Tuesday: Hili dialogue

April 4, 2017 • 6:30 am

by Grania

Good morning!

In 1964 the Beatles pulled of something of a coup occupying the top five positions on the Billboard Hot 100, a feat yet to be matched.

No. 1, “Can’t Buy Me Love”
No. 2, “Twist and Shout”
No. 3, “She Loves You”
No. 4, “I Want to Hold Your Hand”
No. 5, “Please Please Me”

Four years later in 1968 civil rights leader Martin Luther King Jr. was shot and killed in Memphis.

Today is the birthday of Anthony Perkins (1932), the man who terrified with his performance as Norman Bates in Hitchcock’s Psycho. My Irish parish priest back in the day admitted years later that the scene where the mummified mother is revealed literally made his hair stand on end. (Oops, spoilers.)

Legendary Blues musician Muddy Waters (McKinley Morganfield) was also born today in 1913.

In Dobrzyn Hili is having very specific visions. Or something.

A: What do you see up there?
Hili: Virgin of Guadalupe. She is sitting by the chimney.

In Polish:

Ja: Coś tam zobaczyła?
Hili: Matkę Boską z Gwadelupy, siedzi na dachu koło komina.

The staff of Gus has sent on some new pictures of him investigating his domain.

23 thoughts on “Tuesday: Hili dialogue

      1. The Cramps’ Twist And Shout is also brilliant. It’s one of those song titles which seems to inspire multiple excellent songs by different artists. See also Come Together..

  1. Gus and Hili are looking sharp today. Grania takes me back all the way to my youth, 50s & 60s. Leads to that question, why is it wasted on the young?

  2. Waking to the Beatles and Hili is a pleasure. What a kick! Virgin of Guadalupe indeed!
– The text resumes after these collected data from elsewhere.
PR #1515, opened 2026-02-27
[Lib/DPF] Rework Menu component +Improve Action menu UX in DPF

Anders2303:
* Installs [`@base-ui/react`](https://base-ui.com/react/components/menu) as a new dependency
  * The library is now out of beta, so we can start to move away from `mui-base` (see #946 )
  * Reworks the `Menu` component in the `lib` to use the [menu-component from Base UI](https://base-ui.com/react/components/menu). Most notably, this involved removing the various menu-components that we used sporadically, and we now instead have a single component with menu entries defined via props. The removed components are:
    * `MenuButton`
    * `MenuDivider`
    * `MenuHeading`
    * `MenuItem`
    * `MenuText`
  * All components that used these are now properly using the shared menu component
* Added a `Popover` component in Lib, wrapping the [Base UI component](https://base-ui.com/react/components/popover)
  * The module event log button now uses this, as that seemed more correct than a full Menu component 
  * _The Help popovers that was introduced a little while ago should consider making use of this, but that'll be a separate PR_
* Also adds some smaller UX-improvments to DPF:
  * Base UI generally improves keyboard navigation for the menu
  * Items in the actions menu are now grouped in sub-menus for easier navigation
  * More confusing items can now have descriptions (short descriptor has been added View and ContextBoundary items)
  * When adding group items it's now possibly automatically open that item's action menu on mount
     * This makes it a bit quicker to create a view with content, and we think this should teach the user that you need to add layers to views using the views action-button

image
image


frontend/src/modules/2DViewer/settings/persistence.ts
```diff
@@ -22,7 +22,15 @@ const schemaBuilder = new SchemaBuilder<SerializedSettings>(() => ({
             nullable: true,
         },
         preferredViewLayout: {
-            enum: [PreferredViewLayout.VERTICAL, PreferredViewLayout.HORIZONTAL],
+            enum: [
+                ViewLayout.VERTICAL,
+                ViewLayout.HORIZONTAL,
+
+                // ! Legacy workaround
```
rubenthoms: Consider introducing a keyword that is easy to search for when starting on versioning.

frontend/src/modules/3DViewer/settings/persistence.ts
```diff
@@ -22,7 +22,15 @@ const schemaBuilder = new SchemaBuilder<SerializedSettings>(() => ({
             nullable: true,
         },
         preferredViewLayout: {
-            enum: [PreferredViewLayout.VERTICAL, PreferredViewLayout.HORIZONTAL],
+            enum: [
+                ViewLayout.VERTICAL,
+                ViewLayout.HORIZONTAL,
+
+                // ! Legacy workaround
```
rubenthoms: Look other comment.

frontend/src/modules/_shared/DataProviderFramework/ViewportLayoutMenu.tsx
```diff
@@ -0,0 +1,62 @@
...
+
+export type ViewportLayoutMenuProps = {
+    value: ViewLayout;
+    onValueChange: (newValue: ViewLayout) => void;
+};
+
+export function ViewportLayoutMenu(props: ViewportLayoutMenuProps): React.ReactNode {
+    function handleMenuItemClick(itemId: string) {
+        if (!Object.values(ViewLayout).includes(itemId as ViewLayout)) {
+            // throw new Error(`Invalid view layout: ${itemId}`);
```
rubenthoms: Legacy?

frontend/src/modules/_shared/DataProviderFramework/ViewportLayoutMenu.tsx
```diff
@@ -0,0 +1,62 @@
...
+            onActionClicked={handleMenuItemClick}
+            items={[
+                {
+                    id: "layout",
+                    label: "Preferred view layout",
+                    items: [
+                        {
+                            id: ViewLayout.HORIZONTAL,
+                            label: "Horizontal",
+                            checked: props.value === ViewLayout.HORIZONTAL,
```
rubenthoms: Maybe these should be radio instead?

rubenthoms (changes requested):
All in all, this looks very good :+1: As discussed, we decided to separate the auto-opening of the group menus in DPF out into a separate PR.

frontend/src/modules/_shared/DataProviderFramework/ViewportLayoutMenu.tsx
Anders2303: Unsure if you're referring to the check or just the commented code – the if statement is just a safety check in case a developer accidentally adds a menu item that **isn't** a `ViewLayout`.

I've removed the comment, atleast

frontend/src/modules/_shared/DataProviderFramework/ViewportLayoutMenu.tsx
Anders2303: Good point, I hadn't really considered radio items yet. Instead of over-complicating the composed menu, I instead made the menu compose the menu manually, as that seemed more clean. This change also included moving some styling out of the composed menu and into the custom parts, so those should be re-reviewed

rubenthoms (approved):
Looking good!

    It’s now 1:25 AM in Wellington.

  3. The weird thing about that scene from Psycho is that it terrified me as a child, and yet to this day I still haven’t seen Psycho. My dad, considerate parent that he was, described in delighted detail the scene with the skeleton mother in the rocking chair, and just from his words he managed to implant an image in my head that’s frightened me ever since I heard it. I think this was when I was seven, the same year he rented the original Alien out for us both and thus established the general subject matter of all my subsequent nightmares.

    1. That mummified mommy scene is pretty hokey by today’s standards in my opinion.
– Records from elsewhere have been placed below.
PR #1516, opened 2026-02-27
Utils - Hook for debounced listeners and optionally controlled values

Anders2303:
Extracted from #1075 

Adds to utility hooks that can be useful in lib-components:
* one for debouncing an on-change callback
* one for optionally making a components prop controlled/uncontrolled


rubenthoms (changes requested):
A couple of comments.

Issue #736, opened 2024-09-23
`fmu-dataio` data requests


anders-kiaer:
This is not a webviz issue per se, but a placeholder/container for data requests communicated to `fmu-dataio` project:

- [ ] Abstract away things: https://github.com/equinor/fmu-dataio/issues/668 (will make it easier for user to start using webviz modules, and easier maintenance on fmu-dataio side).
- [ ] Parent grid: https://github.com/equinor/fmu-dataio/issues/278
- [ ] Blocked/modelled well logs: https://github.com/equinor/fmu-dataio/issues/372
- [ ] FIPNUM vs region/zone mapping: https://github.com/equinor/fmu-dataio/issues/532
- [ ] Observations
- [ ] Well uuid / alias mapping
- [ ] Richer ensemble metadata https://github.com/equinor/fmu-dataio/issues/299

anders-kiaer:
**Actions from meeting Sep 23rd:**
- [ ] SUMO make `data.geometry` metadata searchable (introduced in https://github.com/equinor/fmu-dataio/pull/677).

      The true tension and horror of the movie is in the viewer’s growing realisation that Norman Bates is not just sexually repressed with severe mommy issues, but also certifiably insane.


      1. I learned long ago, when showering with a woman, to announce one’s presence in advance from a safe distance, rather than to enter suddenly and by surprise. 🙂

        1. There’s actually a second movie from 1960 with Anthony Perkins in a shower with a woman, the light comedy “Tall Story” (with a very young Jane Fonda) but in that they are both clothed and are trying to see of both of them can fit in such a small shower together.
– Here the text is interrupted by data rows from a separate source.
PR #46, opened 2023-08-11
Add BSD-3 LICENSE

stevenabreu7:
How does everyone feel about the BSD-3 license? Please give a quick thumbs-up if you agree. 

*BSD-3 is a permissive license comparable to the MIT license, but also adds that names of NIR contributors may not be used to endorse or promote products derived from this software without written consent - just an extra protection for NIR contributors. BSD-3 is used by [numpy](https://numpy.org/doc/stable/license.html), [sphinx](https://github.com/sphinx-doc/sphinx/blob/master/LICENSE), and [pytorch](https://github.com/pytorch/pytorch#license), so we would be in good company.*

### DIFF
--- a/LICENSE
+++ b/LICENSE
@@ -1,0 +1,29 @@
+BSD 3-Clause License
+
+Copyright (c) 2023, NIR Team.
+All rights reserved.
+
+Redistribution and use in source and binary forms, with or without
+modification, are permitted provided that the following conditions are met:
+
+1. Redistributions of source code must retain the above copyright notice, this
+   list of conditions and the following disclaimer.
+
+2. Redistributions in binary form must reproduce the above copyright notice,
+   this list of conditions and the following disclaimer in the documentation
+   and/or other materials provided with the distribution.
+
+3. Neither the name of the copyright holder nor the names of its
+   contributors may be used to endorse or promote products derived from
+   this software without specific prior written permission.
+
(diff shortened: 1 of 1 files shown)


jeshraghian:
👍

biphasic (approved):

sheiksadique (approved):

Jegp (approved):
I'm not a copyright lawyer, but BSD-3 seems like a good solution to me.

One concern would be related to patent law, where there are apparently differences between BSD3 and Apache v2 (https://fossa.com/blog/open-source-software-licenses-101-bsd-3-clause-license/). However, as far as I understand, patents are hard to issue for software, and since NIR is purely a software product, maybe that's not a concern?

Another brief comment is that "NIR Team" may be ambiguous. We do state it in the README, but would it make sense to spell out the original authors or link to our GitHub?

matjobst (approved):
Regarding the patent law comment: We previously had some discussions with a patent lawyer regarding software/algorithms. I hope I am not saying anything wrong here. In Europe you can only patent technical procedures/algorithms if they have some technical background, not software in general. And anyways a patent has to contain a certain amount of novelty and innovation. However, patenting anything already published is not possible. Not sure about the situation in the US or other places.
Because of these points, I anyways don't think patent law applies anymore.
The important thing is that we can not hold any responsibility for whatever anybody does with NIR and that anybody can use it for any purpose. For this BSD-3 seems like a good choice.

          Still the scene is a bit weird knowing it came out just a few months before Psycho. The scene is on YouTube, but here I just post a movie poster.


          1. Yeah, Tall Story was a “late show” staple when I was a kid. I’ve seen it several times, though not in recent decades. 🙂

            Perkins played a psycho of a different sort in another sports flick, Fear Strikes Out — the biopic of Jimmy Piersall, one of baseball’s great flakes, famous for having once run the bases backwards.

      2. All my knowledge of Psycho comes from pop-culture references, like Principal Seymour Skinner repeatedly referring to ‘mother’, and staring out the classroom window at the house on the hill.
        I really should get around to watching it.
        Inevitably, they did a TV show spin-off a few years ago, Bates Hotel. I don’t know if it’s still going.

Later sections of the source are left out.